Technical Program

Paper Detail

Paper Title Private Polynomial Computation for Noncolluding Coded Databases
Paper IdentifierWE2.R6.5
Authors Sarah A. Obead, New Jersey Institute of Technology, United States; Hsuan-Yin Lin, Eirik Rosnes, Simula UiB, Norway; Joerg Kliewer, New Jersey Institute of Technology, United States
Session Private Computation II
Location Sorbonne, Level 5
Session Time Wednesday, 10 July, 11:40 - 13:20
Presentation Time Wednesday, 10 July, 13:00 - 13:20
Manuscript  Click here to download the manuscript
Abstract We consider private polynomial computation (PPC) over noncolluding coded databases.
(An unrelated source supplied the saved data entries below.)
PR #664, opened 2022-05-30
Refactor Protect transform

rukai:
Refactor pulled out of https://github.com/shotover/shotover-proxy/pull/661

This should have no functional changes.
Technically the serialization format for protected values has changed making it a breaking change, (as can be seen in the changed integration test) but its impossible to use this transform in production yet anyway.

Changes included in this refactor:
* private_cached_fetch key_id an `&str` now to save an allocation as we never needed a String anyway (key_id only ever gets used in a `format!()`)
* KeyMaterial is moved into the key_management module - its pretty closely related to KeyManager, so makes sense to keep it together.
* All the encryption/decryption logic is moved into its own module and is reduced into a simple encrypt/decrypt pair of functions.
   + the logic is now much simpler, so we can follow the entire encryption or decryption process in just 15 lines instead of 50 lines spread across different functions
   + the logic is now stateless making it less bug prone. Previously we had to rely on asserts to know that encryption/decryption was actually occuring, now it just happens.

### DIFF
--- a/shotover-proxy/src/transforms/protect/aws_kms.rs
+++ b/shotover-proxy/src/transforms/protect/aws_kms.rs
@@ -1,4 +1,4 @@
-use crate::transforms::protect::KeyMaterial;
+use crate::transforms::protect::key_management::KeyMaterial;
 use anyhow::anyhow;
 use anyhow::Result;
 use bytes::Bytes;
--- a/shotover-proxy/src/transforms/protect/crypto.rs
+++ b/shotover-proxy/src/transforms/protect/crypto.rs
@@ -48,19 +48,19 @@ pub async fn decrypt(
     key_management: &KeyManager,
     key_id: &str,
 ) -> Result<MessageValue> {
-    let varchar = match value {
-        MessageValue::Varchar(varchar) => varchar,
+    let bytes = match value {
+        MessageValue::Bytes(bytes) => bytes,
         _ => bail!("expected varchar to decrypt but was {:?}", value),
     };
-    let protected: Protected = serde_json::from_str(varchar)?;
+    let protected: Protected = serde_json::from_slice(bytes)?;
 
     let sym_key = key_management
         .cached_get_key(key_id, Some(protected.enc_dek), Some(protected.kek_id))
         .await?;
 
     let decrypted_bytes = secretbox::open(&protected.cipher, &protected.nonce, &sym_key.plaintext)
-        .map_err(|_| anyhow!("couldn't open box"))?;
+        .map_err(|_| anyhow!("couldn't decrypt value"))?;
 
     //TODO make error handing better here - failure here indicates an authenticity failure
-    bincode::deserialize(&decrypted_bytes).map_err(|_| anyhow!("couldn't open box"))
+    bincode::deserialize(&decrypted_bytes).map_err(|_| anyhow!("couldn't decrypt value"))
 }
--- a/shotover-proxy/src/transforms/protect/crypto.rs
+++ b/shotover-proxy/src/transforms/protect/crypto.rs
@@ -1,0 +1,66 @@
+use crate::message::MessageValue;
+use crate::transforms::protect::key_management::KeyManager;
+use anyhow::{anyhow, bail, Result};
+use serde::{Deserialize, Serialize};
+use sodiumoxide::crypto::secretbox;
+use sodiumoxide::crypto::secretbox::Nonce;
+use sqlparser::ast::Value as SQLValue;
+
+// A protected value meets the following properties:
+// https://doc.libsodium.org/secret-key_cryptography/secretbox
+// This all relies on crypto_secretbox_easy which takes care of
+// all padding, copying and timing issues associated with crypto
+#[derive(Serialize, Deserialize)]
+struct Protected {
+    cipher: Vec<u8>,
+    nonce: Nonce,
+    enc_dek: Vec<u8>,
+    kek_id: String,
+}
+
+pub async fn encrypt(
+    value: &SQLValue,
+    key_management: &KeyManager,
+    key_id: &str,
+) -> Result<SQLValue> {
+    let value = MessageValue::from(&*value);
+
+    let sym_key = key_management.cached_get_key(key_id, None, None).await?;
+
+    let ser = bincode::serialize(&value)?;
+    let nonce = secretbox::gen_nonce();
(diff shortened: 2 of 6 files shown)


conorbros (approved):

shotover-proxy/src/transforms/protect/encrypt.rs
```diff
@@ -0,0 +1,66 @@
+use crate::message::MessageValue;
```
benbromhead, line 1: Can we change the name of the file to `cryptography.rs` or something as it does both encryption and decryption operations

shotover-proxy/src/transforms/protect/encrypt.rs
```diff
@@ -0,0 +1,66 @@
...
+    let cipher = secretbox::seal(&ser, &nonce, &sym_key.plaintext);
+
+    let protected = Protected {
+        cipher,
+        nonce,
+        enc_dek: sym_key.ciphertext_blob.to_vec(),
+        kek_id: sym_key.key_id,
+    };
+
+    Ok(SQLValue::SingleQuotedString(serde_json::to_string(
```
benbromhead, line 41: We used to store the Protected value in a blob / bytes type. Admittedly the prior state of protect was broken on the serialization side of things. Whats the rationale for storing as a string vs bytes?

shotover-proxy/src/transforms/protect/encrypt.rs
```diff
@@ -0,0 +1,66 @@
...
+
+    let sym_key = key_management
+        .cached_get_key(key_id, Some(protected.enc_dek), Some(protected.kek_id))
+        .await?;
+
+    let decrypted_bytes = secretbox::open(&protected.cipher, &protected.nonce, &sym_key.plaintext)
+        .map_err(|_| anyhow!("couldn't open box"))?;
+
+    //TODO make error handing better here - failure here indicates an authenticity failure
+    bincode::deserialize(&decrypted_bytes).map_err(|_| anyhow!("couldn't open box"))
```
benbromhead, line 65: Given this will bubble up to a chain error back to the client. We should make these error messages a bit more informative. E.g. 

"Couldn't decrypt value"

We probably shouldn't give much more away from that at the client error as it can inform an attacker what part of the decrypt / deserialise stage they have gotten to. But we could look at trace level logging which will stay on the shotover side of things and provide some useful errors if we need to dig into it if you feel that it's worth having diagnostics here (which it might not be).

shotover-proxy/src/transforms/protect/encrypt.rs
```diff
@@ -0,0 +1,66 @@
...
+pub async fn encrypt(
+    value: &SQLValue,
+    key_management: &KeyManager,
+    key_id: &str,
+) -> Result<SQLValue> {
+    let value = MessageValue::from(&*value);
+
+    let sym_key = key_management.cached_get_key(key_id, None, None).await?;
+
+    let ser = bincode::serialize(&value)?;
```
benbromhead, line 30: as with decrypt should we customise this error message back to the client?

benbromhead (commented):
Much better structural change and more understandable. 

sodiumoxide our crypto lib is also deprecated. Given this is a breaking change on the serialization side of things. Let's make the jump to an actively developed rust crypto lib. RustCrypto and the nacl wrapper seems to be a possible path to take -> https://github.com/RustCrypto/nacl-compat

shotover-proxy/src/transforms/protect/encrypt.rs
rukai: I dont think we ever stored as a blob as there was no way to do that with the old sqlparser implementation.
That will become possible once we move to cql3-parser though.

shotover-proxy/src/transforms/protect/encrypt.rs
rukai: good point, done

shotover-proxy/src/transforms/protect/encrypt.rs
rukai: oh, wait, you are correct actually!

What we did was use MessageValue::Bytes in protect.
However shotover was internally converting that into a SQLValue::SingleQuotedString

What I will do is revert the change here to use a MessageValue::Bytes and then let the cql3-parser PR resolve the bytes/string issues.

rukai: actually, actually.
This specific line is fine.

This is equivalent to the old logic where MessageValue::Bytes was internally converted to a SQLValue::SingleQuotedString.
However now we are just directly using the SingleQuotedString.

However there is a line in `fn decrypt` that was expecting a MessageValue::Varchar instead of a MessageValue::Bytes, so I changed that to MessageValue::Bytes.
decrypt is broken anyway, but at least this is closer to something that works.

As before though, the cql3-parser PR actually fixes this brokenness and has a full integration test proving that encryption/decryption round trips correctly.

shotover-proxy/src/transforms/protect/encrypt.rs
rukai: Yep, thats a better error than the existing code had, ill use that.
I dont think any of these errors are routed to the client though.
I'm pretty sure shotover just immediately closes the connection and logs a tracing::error

shotover-proxy/src/transforms/protect/encrypt.rs
rukai: nah, I think we want to return as much information as possible when handling a a serialization error.
An error like this should never ever occur so if it does we will need as much information as possible to diagnose it.

The value is already encrypted at this point so no risk of leaking data by directly returning whatever the serialization error contains.

rukai:
> sodiumoxide our crypto lib is also deprecated. Given this is a breaking change on the serialization side of things. Let's make the jump to an actively developed rust crypto lib. RustCrypto and the nacl wrapper seems to be a possible path to take -> https://github.com/RustCrypto/nacl-compat

I'm going to leave that for future work, the true purpose of this PR is to reduce the size of the cql3-parser PR and I dont want to distract too much from that.

shotover-proxy/src/transforms/protect/encrypt.rs
benbromhead: ok cool

shotover-proxy/src/transforms/protect/encrypt.rs
benbromhead: ok cool, I'm happy for more detailed error messages then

In such a setting a user wishes to compute a multivariate polynomial of degree at most $g$ over $f$ variables (or messages) stored in multiple databases while revealing no information about the desired polynomial to the databases. We construct two novel PPC schemes, where the first is a generalization of our previous work in private linear computation for coded databases. In this scheme we consider Reed-Solomon coded databases with Lagrange encoding, which leverages ideas from recently proposed star-product private information retrieval and Lagrange coded computation. The second scheme considers the special case of coded databases with systematic Lagrange encoding. Both schemes yield improved rates compared to the best known schemes from the literature for a small number of messages, while in the asymptotic case the rates match.